The patient, who is 66 years old and requests anonymity, was unintentionally cured of the virus following a stem cell transplant to treat his leukaemia.
Doctors determined that his malignant blood cells needed to be replaced with those from a donor who also happened to be HIV-resistant three and a half years ago.
On July 27, AIDS experts revealed that a fourth person had been "cured" of HIV.
However, the risky operation for patients who were facing cancer may not provide much solace for the tens of millions of people who are HIV-positive globally.
In advance of the International AIDS Conference, which gets underway in Montreal, Canada, on Friday, the 66-year-old man, known as the "City of Hope" patient after the Californian facility where he received treatment, was told that his illness was in remission.
After experts reported in February that a US woman known as the New York patient had also entered remission, he is the second individual to be officially declared to have been cured this year.
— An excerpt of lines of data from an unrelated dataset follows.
PR #10116, opened 2024-08-23
Add the template code to the first custom file created, no matter the name

srietkerk:
Fixes https://github.com/microsoft/pxt-microbit/issues/5367

It's frustrating to not have something to work off of if it's your first time creating custom blocks. Including our "creating blocks" template should not depend on that file's name being `custom.ts`. However, for those that are making a lot of custom blocks, having a template in every new file that you make would be frustrating to deal with. Thus, we've changed it so that we are no longer special casing `custom.ts`. For the first custom file that you make, no matter the name, the template will be included in that file. Any subsequent custom files made will have the `Add your code here` comment as is the current behavior.

Upload target: https://makecode.microbit.org/app/6b84da6b59b4491ed7055b51c377ce774d5774e0-f63aae8ed5

### DIFF
--- a/webapp/src/filelist.tsx
+++ b/webapp/src/filelist.tsx
@@ -362,11 +362,13 @@ export class FileList extends data.Component<ISettingsProps, FileListState> {
                 return Promise.resolve()
             }
             let fileText = "";
-            if (fileName == customFile) {
+            const tsFiles = pkgCfg.files.filter(f => f.endsWith(".ts"));
+            // if the length is 1, the only ts file is main.ts, thus
+            // we are adding the first custom file to the project
+            if (tsFiles.length === 1) {
                 fileText = customFileHeader(pxt.appTarget.appTheme.homeUrl) + customFileText;
             } else if (comment) {
-                fileText = `${comment} ${commentText}
-`;
+                fileText = `${comment} ${commentText}`;
             }
 
             return this.props.parent.updateFileAsync(fileName, fileText, true);
--- a/webapp/src/filelist.tsx
+++ b/webapp/src/filelist.tsx
@@ -362,13 +362,14 @@ export class FileList extends data.Component<ISettingsProps, FileListState> {
                 return Promise.resolve()
             }
             let fileText = "";
-            const tsFiles = pkgCfg.files.filter(f => f.endsWith(".ts"));
+            const tsFiles = pkgCfg.files.filter(f => f.endsWith(".ts") && !f.endsWith(".g.ts"));
             // if the length is 1, the only ts file is main.ts, thus
             // we are adding the first custom file to the project
             if (tsFiles.length === 1) {
                 fileText = customFileHeader(pxt.appTarget.appTheme.homeUrl) + customFileText;
             } else if (comment) {
-                fileText = `${comment} ${commentText}`;
+                fileText = `${comment} ${commentText}
+`;
             }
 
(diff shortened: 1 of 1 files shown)


riknoll (approved):

webapp/src/filelist.tsx
```diff
@@ -362,11 +362,13 @@ export class FileList extends data.Component<ISettingsProps, FileListState> {
...
             }
             let fileText = "";
-            if (fileName == customFile) {
+            const tsFiles = pkgCfg.files.filter(f => f.endsWith(".ts"));
+            // if the length is 1, the only ts file is main.ts, thus
+            // we are adding the first custom file to the project
+            if (tsFiles.length === 1) {
                 fileText = customFileHeader(pxt.appTarget.appTheme.homeUrl) + customFileText;
             } else if (comment) {
-                fileText = `${comment} ${commentText}
```
thsparks, line 368: nit: Was this newline here for stylistic (empty new line at the end of the file) reasons? If so, should we keep it?

thsparks (approved):

eanders-ms (approved):

webapp/src/filelist.tsx
srietkerk: Ah, yeah, it is. Good call, I'll leave it in so we have that extra new line in the file.

jwunderl (approved):
LGTM; quick question out of curiosity, did you ever find out what the cause of that issue where the toolbox wasn't updating for non custom.ts files was?

webapp/src/filelist.tsx
```diff
@@ -362,11 +362,13 @@ export class FileList extends data.Component<ISettingsProps, FileListState> {
                 return Promise.resolve()
             }
             let fileText = "";
-            if (fileName == customFile) {
+            const tsFiles = pkgCfg.files.filter(f => f.endsWith(".ts"));
```
jwunderl, line 365: Ah wait, have you checked this in arcade? We have some generated files over there with the `.g.ts` file extension (e.g. add  a tilemap to your project in blocks and then convert to ts)

srietkerk:
@jwunderl, yeah, it was just a me thing/possibly a race condition that I was hitting. As you suggested, when I switched over to blocks, the category was there as expected. It also looks like I'm not running into the same problem with the upload target, so I'm guessing it was just some weirdness I saw locally.

webapp/src/filelist.tsx
srietkerk: I haven't. I'll test it there with a tilemap now.

jwunderl:
> @jwunderl, yeah, it was just a me thing/possibly a race condition that I was hitting. As you suggested, when I switched over to blocks, the category was there as expected. It also looks like I'm not running into the same problem with the upload target, so I'm guessing it was just some weirdness I saw locally.

Interesting, weird that it sounded like it was working nicely for `custom.ts`. maybe we have some special cased logic for ignoring caches related to custom.ts or something along those lines, would have to check; thanks for info!

webapp/src/filelist.tsx
srietkerk: Yeah, it looks like tilemaps break this. Good catch. Is it okay to just add a case to filter out `.g.ts` files? Or are there other main package files that I should look out for?

srietkerk: Talked offline about this, just going to filter out `.g.ts` files from the included files.

PR #10117, opened 2024-08-26
add "eval on load" toggle

eanders-ms:
Removes "auto-run" toggle in favor of "eval on load". We'd previously decided to call it "run on load", but this seemed ambiguous once I saw it in the UI. What would run exactly? The code eval or the project itself? Open to feedback, as always.

image

Fixes https://github.com/microsoft/pxt-microbit/issues/5617


teachertool/src/transforms/runEvaluateAsync.ts
```diff
@@ -6,6 +6,11 @@ import { runSingleEvaluateAsync } from "./runSingleEvaluateAsync";
 
 export async function runEvaluateAsync(fromUserInteraction: boolean) {
     const { state: teacherTool } = stateAndDispatch();
+    const { projectMetadata } = teacherTool;
+
+    if (!projectMetadata) {
```
srietkerk, line 11: Do we also need to make a check that there are criteria created? If a user loads a project without creating any criteria, will we error?

teachertool/src/constants.ts
```diff
@@ -17,8 +17,8 @@ export namespace Strings {
     export const ChecklistNamePlaceholder = lf("Enter Checklist Name");
     export const AddCriteria = lf("Add Criteria");
     export const Actions = lf("Actions");
-    export const AutoRun = lf("Auto-run");
-    export const AutoRunDescription = lf("Automatically re-evaluate when the checklist or project changes");
+    export const RunOnLoad = lf("Eval on load");
```
srietkerk, line 20: Will changing this to "Evaluate on Load" be too long? It's a bit of a nitpick, but I almost regard "eval" as short for "evaluation" rather than "evaluate", so it feels a bit off to be used here.

teachertool/src/constants.ts
```diff
@@ -17,8 +17,8 @@ export namespace Strings {
...
+    export const RunOnLoadDescription = lf("Automatically evaluate the project when it is loaded");
```
srietkerk, line 21:
```suggestion
    export const RunOnLoadDescription = lf("Automatically evaluate a project when it is loaded");
```

teachertool/src/transforms/runEvaluateAsync.ts
eanders-ms: I don't see why that would be an error, but it we could interpret it as an indication that the user is exploring the UI to learn how it works. It might make sense to view this as an opportunity to suggest adding criteria.

teachertool/src/constants.ts
eanders-ms: Sure, I can change it to "Evaluate". It seems clearer. Later when we address responsiveness we might want to dynamically shorten it when the panel gets narrow.

teachertool/src/transforms/runEvaluateAsync.ts
eanders-ms: Oh, it works fine without any criteria defined. We don't throw any errors.

teachertool/src/components/ProjectWorkspace.tsx
```diff
@@ -7,18 +7,41 @@ import { Toolbar } from "./Toolbar";
...
     const projectName = getSafeProjectName(teacherTool);
     return projectName ? <div className={css.projectName}>{projectName}</div> : null;
 };
 
+const ProjectToolbar: React.FC = () => {
+    const { state: teacherTool } = useContext(AppStateContext);
+    const { runOnLoad } = teacherTool;
+
+    const onRunOnLoadToggled = (checked: boolean) => {
+        pxt.tickEvent(Ticks.RunOnLoad, { checked: checked ? "true" : "false" });
```
thsparks, line 24:
```suggestion
        pxt.tickEvent(Ticks.RunOnLoad, { newValue: checked ? "true" : "false" });
```

Just for clarity. When I see "checked" my immediate next thought is "is that the before checked or the after checked"

teachertool/src/constants.ts
thsparks: +1 for Evaluate (or "Run Checks on Load", but I think Evaluate on Load is more concise)

thsparks (approved):
LGTM!

srietkerk (approved):
Looks good!

PR #10119, opened 2024-08-26
don't error when a hint is missing from a tutorial step

riknoll:
fixes https://github.com/microsoft/pxt-microbit/issues/5845
fixes https://github.com/microsoft/pxt-microbit/issues/5854

i'm not sure how this broke but fixing this fixes the issue and closing issues is my job not solving mysteries


thsparks (approved):
Not sure I understand how this fixes the linked bugs, but change seems fine in general.

kimprice (approved):

riknoll:
@thsparks the exception was preventing the block compile from running

PR #10122, opened 2024-08-27
fix snapshot rendering of comments

riknoll:
fixes https://github.com/microsoft/pxt-microbit/issues/5850

there were three issues here:
* the blockly css sets the comment colors on the injectionDiv class, which wasn't present on the svg we were rendering into a png
* the new comment icons link to images rather than using data uris so it was skipping our step that encodes images as pngs
* the blocklyCommentTextarea class was changed to blocklyTextarea

also converted everything to async/await

### DIFF
--- a/pxtblocks/layout.ts
+++ b/pxtblocks/layout.ts
@@ -391,7 +391,7 @@ async function expandImagesAsync(xsg: Document): Promise<void> {
     const dataUriPromises = images
         .filter(image => {
             const href = image.getAttributeNS(XLINK_NAMESPACE, "href");
-            return !!href
+            return href && !/^data:/.test(href);
         })
         .map(async image => {
             const href = image.getAttributeNS(XLINK_NAMESPACE, "href");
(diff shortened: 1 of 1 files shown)


pxtblocks/layout.ts
```diff
@@ -384,65 +384,96 @@ export function documentToSvg(xsg: Node): string {
...
-    return Promise.all(p).then(() => { })
+
+    const linkedIconPromises = images
+        .filter(image => /^\/.*.svg$/.test(image.getAttribute("href")))
+        .map(async image => {
+            const svgUri = image.getAttribute("href");
+
+            // Don't love hard coding these icon values, but the comment icons set their
+            // width/height using CSS so there isn't a great means of detecting it
+            let width = 24;
```
jwunderl, line 429: would `window.getComputedStyle(image).getPropertyValue("width")` work? Not a big deal to hardcode this really / computed style has it's own downsides, but mainly curious.

jwunderl (approved):

srietkerk (approved):

pxtblocks/layout.ts
riknoll: hmm does that work with svg elements? i'll give it a shot!

riknoll: does not work, not sure if it's because it's svg or because it's not in the document

PR #10123, opened 2024-08-27
Fix 'save a copy' time machine bugs

riknoll:
fixes https://github.com/microsoft/pxt-microbit/issues/5853

fixes three tiny bugs with the time machine dialog:
* when trying to save a copy from "Now", the project name would contain "invalid date" instead of a timestamp
* projects saved using the "save a copy" button weren't keeping around the project history from before the selected time
* opening the time machine dialog for a project with no history (e.g. you clicked the button too fast) would cause an exception


srietkerk (approved):
LGTM

PR #10124, opened 2024-08-27
don't prevent block icons from being clicked on full block fields

riknoll:
this fixes a bug i noticed while testing today.

blockly's dropdown field treats the entire block as a click target when the block has only a single field in it. that generally works fine except when the block also has an icon on it (e.g. a warning or a comment) since it causes the field to swallow up the click events on those icons. this pr overrides the event binding to fix that.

He said in a statement: "When I was diagnosed with HIV in 1988, like many others, I thought it was a death sentence.
"I never thought I would live to see the day that I no longer have HIV."
He is one of four patients who have been treated in this fashion, and he is the oldest. Timothy Ray Brown, a "Berlin patient," was the first in 2007.
The cure is the "holy grail," according to the president-elect of the International Aids Society (IAS), and it provides "continuing hope and motivation" for HIV-positive people.
Because non-HIV positive donors lack the receptors needed for HIV to infect cells, scientists think it works.